Search engines use programs to crawl the web, and identify new pages and newly updated pages to include in their index. These are often referred to as robots, or crawlers, or spiders. But there are other ways that the search engine gets information about pages that it might include in search results.
A whitepaper from Google, Sitemaps: Above and Beyond the Crawl of Duty (pdf), examines the effectiveness of XML sitemaps, which Google announced as an experiment called Google Sitemaps in 2005. The experiment seems to have been a success.
XML sitemaps are a way for web site owners to help the search engine index pages on their web sites, through the use of an xml Sitemap. Yahoo and Microsoft joined Google in adding support for XML sitemaps not long after, and a set of pages explaining the sitemaps protocol was launched.
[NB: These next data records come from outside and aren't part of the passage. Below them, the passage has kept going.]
PR #7968, opened 2020-05-05
Global Boilers and Chillers

mitchute:
### Pull Request Author

### Reviewer


Myoldmopar:
I didn't wait on the build to finish before pushing, but I think that takes care of it.  The includes went circular.  DataPlant.hh was including the plant topology, and deep down in the plant topology classes, it included the big Data.hh file.  I moved those to forward declarations and that shouldn't happen anymore for plant components now.

Myoldmopar:
There we go, that's nice and green

mitchute:
The windows unit test failure passes on my VM. I won't worry about it any further at this point.

mjwitte:
@mitchute Yeah, these have been showing up randomly on the Windows CI lately.
 `unknown file: error: C++ exception with description "InitializeMeters: Could not open file eplusout.mtd for output (write)." thrown in the test body.
`

Myoldmopar:
I think once we get the mtd file converted over to the new OutputFiles structure, these will go away.

src/EnergyPlus/BoilerSteam.hh
```diff
@@ -141,19 +142,14 @@ namespace BoilerSteam {
 
         void getDesignCapacities(const PlantLocation &EP_UNUSED(calledFromLocation), Real64 &MaxLoad, Real64 &MinLoad, Real64 &OptLoad) override;
 
-        void getSizingFactor(Real64 &SizFac) override;
+        void getSizingFactor(Real64 &sizFac) override;
 
         void onInitLoopEquip(EnergyPlusData &EP_UNUSED(state), const PlantLocation &EP_UNUSED(calledFromLocation)) override;
 
-        static PlantComponent *factory(std::string const &objectName);
+        static PlantComponent *factory(BoilerSteamData &boilers, std::string const &objectName);
```
mitchute, line 149: Boiler and chiller data classes now being passed into the factory and GetInput methods.

src/EnergyPlus/Boilers.cc
```diff
@@ -233,75 +201,76 @@ namespace Boilers {
             // ErrorsFound will be set to True if problem was found, left untouched otherwise
             GlobalNames::VerifyUniqueBoilerName(
                 DataIPShortCuts::cCurrentModuleObject, DataIPShortCuts::cAlphaArgs(1), ErrorsFound, DataIPShortCuts::cCurrentModuleObject + " Name");
-            Boiler(BoilerNum).Name = DataIPShortCuts::cAlphaArgs(1);
-            Boiler(BoilerNum).TypeNum = DataPlant::TypeOf_Boiler_Simple;
+            auto &thisBoiler = boilers.Boiler(BoilerNum);
```
mitchute, line 204: Adding the state class reference to the front of everything was starting to get cumbersome to look at. ```auto &``` added where possible.

src/EnergyPlus/Boilers.hh
```diff
@@ -52,38 +52,26 @@
...
-    // Boiler flow modes
-    extern int const FlowModeNotSet;
-    extern int const ConstantFlow;
-    extern int const NotModulated;
-    extern int const LeavingSetPointModulated;
-
-    // MODULE VARIABLE DECLARATIONS:
-    extern int NumBoilers;          // Number of boilers
-    extern bool GetBoilerInputFlag; // Boiler input flag, false if input is processed
+    enum class TempMode
```
mitchute, line 69: New ```enum``` to get rid of some of these ```extern```s. The other boilers don't appear to need anything like this, so I left it in the header file.

src/EnergyPlus/ChillerAbsorption.cc
```diff
@@ -105,40 +105,22 @@ namespace ChillerAbsorption {
...
-    int const FlowModeNotSet(200);
-    int const ConstantFlow(201);
-    int const NotModulated(202);
-    int const LeavingSetPointModulated(203);
+    int constexpr waterIndex(1);
+    constexpr auto calcChillerAbsorption("CALC Chiller:Absorption ");
+    constexpr auto moduleObjectType("Chiller:Absorption");
 
-    int const waterIndex(1);
+    const char * fluidNameWater = "WATER";
```
mitchute, line 112: Better than string literals all over the place? 🤷‍♂️ 

The following was suggested,

```constexpr char * fluidName = "Water";``` 

but it throws warnings on my machine.

```warning: ISO C++11 does not allow conversion from string literal to 'char *const' [-Wwritable-strings]```

File: src/EnergyPlus/ChillerAbsorption.cc [hunk 5]
```diff
@@ -255,20 +237,20 @@ namespace ChillerAbsorption {
...
             ShowSevereError("No " + DataIPShortCuts::cCurrentModuleObject + " equipment specified in input file");
             // See if load distribution manager has already gotten the input
             ErrorsFound = true;
         }
 
-        if (allocated(BLASTAbsorber)) return;
+        if (allocated(chillers.BLASTAbsorber)) return;
 
-        BLASTAbsorber.allocate(numBlastAbsorbers);
+        chillers.BLASTAbsorber.allocate(chillers.numBlastAbsorbers);
```
mitchute: Missed ```auto &``` here. Add it?

src/EnergyPlus/ChillerReformulatedEIR.cc
```diff
@@ -377,7 +352,7 @@ namespace ChillerReformulatedEIR {
                                                DataIPShortCuts::cAlphaArgs(7),
                                                "Chilled Water Nodes");
 
-            ElecReformEIRChiller(EIRChillerNum).CondenserType = WaterCooled;
+            thisChiller.CondenserType = DataPlant::CondenserType::WATERCOOLED;
```
mitchute, line 354: ```CondenserType``` and ```FlowMode``` ints were duplicated across multiple components (and there may still be others out there doing the same). These were moved to an ```enum``` in ```DataPlant```.

src/EnergyPlus/CostEstimateManager.cc
```diff
@@ -89,32 +89,12 @@ namespace CostEstimateManager {
...
-
-    // MODULE VARIABLE DECLARATIONS:
-    // na
-
-    // SUBROUTINE SPECIFICATIONS FOR MODULE
-
-    // Functions
-
-    void SimCostEstimate()
+    void SimCostEstimate(EnergyPlusData &state)
```
mitchute, line 97: A few new ```&state``` references in places.

src/EnergyPlus/Data/EnergyPlusData.hh
```diff
@@ -68,6 +79,107 @@ namespace EnergyPlus {
 //    }
 //};
 
+    struct BoilersData : BaseGlobalStruct {
```
mitchute, line 82: Most of these boilers and chiller data classes only contain three members: a ```getInput``` flag, an integer ```numObjects``` member, and a 1D array of objects. These should probably get consolidated later.

src/EnergyPlus/Plant/DataPlant.hh
```diff
@@ -261,6 +261,23 @@ namespace DataPlant {
     extern int PlantManageSubIterations; // tracks plant iterations to characterize solver
     extern int PlantManageHalfLoopCalls; // tracks number of half loop calls
 
+    // Enum classes
```
mitchute, line 264: New ```enum```s I mentioned earlier.

src/EnergyPlus/PlantChillers.cc
```diff
@@ -108,47 +108,7 @@ namespace PlantChillers {
...
-        GetEngineDrivenInput = true;
-        GetElectricInput = true;
-        GetGasTurbineInput = true;
-        GetConstCOPInput = true;
-        ElectricChiller.deallocate();
-        EngineDrivenChiller.deallocate();
-        GTChiller.deallocate();
-        ConstCOPChiller.deallocate();
-    }
+    Real64 constexpr KJtoJ(1000.0); // convert Kjoules to joules
```
mitchute, line 111: ```constexpr``` for numerical constants. There's probably something similar for the string constants.

src/EnergyPlus/StateManagement.cc
```diff
@@ -250,16 +247,8 @@ void EnergyPlus::clearAllStates()
     AirflowNetworkBalanceManager::clear_state();
     BaseboardElectric::clear_state();
     BaseboardRadiator::clear_state();
-    Boilers::clear_state();
```
mitchute, line 253: All of this now happens over in the state data class.

mitchute (commented):
Another step towards controlling the global state of E+. A nice pattern is beginning to emerge here.

src/EnergyPlus/ChillerAbsorption.cc
Myoldmopar: No, the allocate call just returns a reference to the original object, no need to capture it (in our use cases, anyway).

src/EnergyPlus/Data/EnergyPlusData.hh
Myoldmopar: This is going to prove to be exceedingly common as we move through plant components.

src/EnergyPlus/BoilerSteam.hh
Myoldmopar: That's interesting.  I didn't think of that side-effect of this.  We'll be passing a reference to the state around to all the factories.  It makes me wonder if the factories will eventually become part of the state data classes.  Pondering, pondering...

src/EnergyPlus/Boilers.hh
Myoldmopar: :+1: :+1:

src/EnergyPlus/ChillerAbsorption.cc
Myoldmopar: I think it's better than string literals.  Using a pointer to a constant character makes good sense until we come up with anything better.  The warning is because a string literal is by definition a constant character string.  It cannot be changed.  The way you've declared it here, it's all fine, you have a pointer to a const char (`const char *`).  The constexpr way was trying to make it a constant pointer to a non-constant char (`char * const`), which won't work because the string literal _is constant_.

src/EnergyPlus/ChillerAbsorption.cc
```diff
@@ -255,20 +237,20 @@ namespace ChillerAbsorption {
...
 
-        if (numBlastAbsorbers <= 0) {
+        if (chillers.numBlastAbsorbers <= 0) {
             ShowSevereError("No " + DataIPShortCuts::cCurrentModuleObject + " equipment specified in input file");
             // See if load distribution manager has already gotten the input
             ErrorsFound = true;
         }
 
-        if (allocated(BLASTAbsorber)) return;
+        if (allocated(chillers.BLASTAbsorber)) return;
```
Myoldmopar: You are welcome to change variable names like `BLASTAbsorber` if you want.  You can ping me or others if you want an idea, but in this case, I think it would be just more clear to just say `chillers.absorptionChillers` or something.  No big deal for now though, carry on!

tst/EnergyPlus/unit/ChillerAbsorption.unit.cc
```diff
@@ -1784,42 +1783,43 @@ TEST_F(EnergyPlusFixture, ChillerAbsorption_Calc)
     Real64 AbsChillEvapLoad;
     bool AbsChillRunFlag = true;
     // check chiller inputs
-    EXPECT_EQ(BLASTAbsorber(AbsChillNum).NomCap, 100000.0);
-    EXPECT_EQ(BLASTAbsorber(AbsChillNum).FlowMode, ChillerAbsorption::LeavingSetPointModulated);
+    auto thisChiller = &state.dataChillerAbsorbers.BLASTAbsorber(AbsChillNum);
```
Myoldmopar: This is creating a pointer.  While I'm not afraid of pointers, I think it would be good to avoid this pattern too broadly.  I would suggest making the subtle change:

```
auto thisChiller = &state.dataChillerAbsorbers.BLASTAbsorber(AbsChillNum);
          to
auto & thisChiller = state.dataChillerAbsorbers.BLASTAbsorber(AbsChillNum);
```

This way you are creating a reference instead of a pointer.

tst/EnergyPlus/unit/ChillerConstantCOP.unit.cc
```diff
@@ -108,27 +108,27 @@ TEST_F(EnergyPlusFixture, ChillerConstantCOP_WaterCooled_Autosize)
...
-    ConstCOPChillerSpecs::getInput();
+    ConstCOPChillerSpecs::getInput(state.dataPlantChillers);
 
     DataPlant::PlantLoop(1).Name = "ChilledWaterLoop";
     DataPlant::PlantLoop(1).FluidName = "ChilledWater";
     DataPlant::PlantLoop(1).FluidIndex = 1;
     DataPlant::PlantLoop(1).PlantSizNum = 1;
     DataPlant::PlantLoop(1).FluidName = "WATER";
-    DataPlant::PlantLoop(1).LoopSide(1).Branch(1).Comp(1).Name = ConstCOPChiller(1).Name;
+    DataPlant::PlantLoop(1).LoopSide(1).Branch(1).Comp(1).Name = state.dataPlantChillers.ConstCOPChiller(1).Name;
```
Myoldmopar: Creating another reference to this chiller is a great way to clean up this test like you did with the absorber.

src/EnergyPlus/Data/EnergyPlusData.hh
```diff
@@ -140,21 +252,73 @@ namespace EnergyPlus {
         }
     };
 
+    struct PlantChillersData : BaseGlobalStruct {
```
Myoldmopar, line 255: Yes.  This class should be split into four different ones.  Sorta.  Each one will again only have a num integer, getinput bool, and an array of objects.  I think I see where this is going for reals.

Myoldmopar (changes requested):
This is just a great effort.  The only thing that I really want to fix up before merging is the pointer usage in the unit test code.  It will be a very quick change to just make it a reference instead.  It could be nice to propagate that same change elsewhere in the unit tests, but that doesn't have to be here.  I may make those changes though.

src/EnergyPlus/ChillerAbsorption.cc
```diff
@@ -120,7 +120,7 @@ namespace ChillerAbsorption {
             chillers.getInput = false;
         }
         // Now look for this particular object
-        for (auto &thisAbs : chillers.BLASTAbsorber) {
+        for (auto &thisAbs : chillers.absorptionChillers) {
```
Myoldmopar, line 123: Yeah, that's nicer :smile:

tst/EnergyPlus/unit/ChillerAbsorption.unit.cc
```diff
@@ -1783,43 +1783,43 @@ TEST_F(EnergyPlusFixture, ChillerAbsorption_Calc)
     Real64 AbsChillEvapLoad;
     bool AbsChillRunFlag = true;
     // check chiller inputs
-    auto thisChiller = &state.dataChillerAbsorbers.BLASTAbsorber(AbsChillNum);
-    EXPECT_EQ(thisChiller->NomCap, 100000.0);
-    EXPECT_EQ(thisChiller->FlowMode, DataPlant::FlowMode::LEAVINGSETPOINTMODULATED);
+    auto &thisChiller = state.dataChillerAbsorbers.absorptionChillers(AbsChillNum);
```
Myoldmopar, line 1786: Yes.  Thanks!

Myoldmopar (approved):
All good here.  Thanks for the quick fixes.

Myoldmopar:
@mitchute I then #7972 will merge in shortly, then I'll pull develop into this branch locally and run regressions.  Assuming all is well I think this will go in directly.

Myoldmopar:
Pulled develop in and ran regressions overnight.  All good here.  Merging.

The paper tells us that approximately 35 million websites publish XML sitemaps, as of October 2008, providing data for several billion URLs. While XML sitemaps have been adopted by a large number of sites, we haven’t had much information from any of the search engines on how helpful those sitemaps have been, how they might be used together with web crawling programs, and if they make a difference in how many pages get indexed, and how quickly.
The paper answers some of those questions, with a look at how Google uses XML sitemaps in discovering new pages, and new content on already indexed pages, as well as a case study on three different web sites – Amazon, CNN, and Pubmed.
Amazon’s approach to XML sitemaps revolves around the very large number of URLs listed – 20 Million, as well as the addition of new products on a regular basis. They also take effort to indicate the canonical, or best URL versions, of product pages in their XML sitemap.
CNN’s approach to XML sitemaps focuses upon helping a search engine find the addition of many new URLs daily, and also addressing canonical issues with their pages.
Pubmed has a huge archive of URLs listed in their XML sitemaps, with very little change to most of them over time, and a change rate of URLs listed as monthly.
One part of the study was limited to 500 million URLs which were found in XML sitemaps, and it focused upon deciding whether or not the use of XML sitemaps provided the inclusion of higher quality pages than the use of crawling programs alone, without considering the sitemap information.
Another aspect of the study looked at 5 billion URLs that were seen by both XML sitemaps and by the discovery of pages through web crawling programs, to determine things such as which approach showed the freshest versions of those pages. It appears that the sitemap approach found new content quicker:
Next, we study which of the two crawl systems, Sitemaps and Discovery, sees URLs first. We conduct this test over a dataset consisting of over five billion URLs that were seen by both systems. According to the most recent statistics at the time of the writing, 78% of these URLs were seen by Sitemaps first, compared to 22% that were seen through Discovery first.
The last section of the paper discusses how information from XML sitemaps might be used by a search engine to help decide which pages of a site to crawl first.
If you’re using XML sitemaps on your website, you might find the case study section interesting, and it’s descriptions of how Amazon, CNN, and Pubmed organize and use those sitemaps.
If you’re not using XML sitemaps on your web site, you may want to read through this paper, and consider adding them.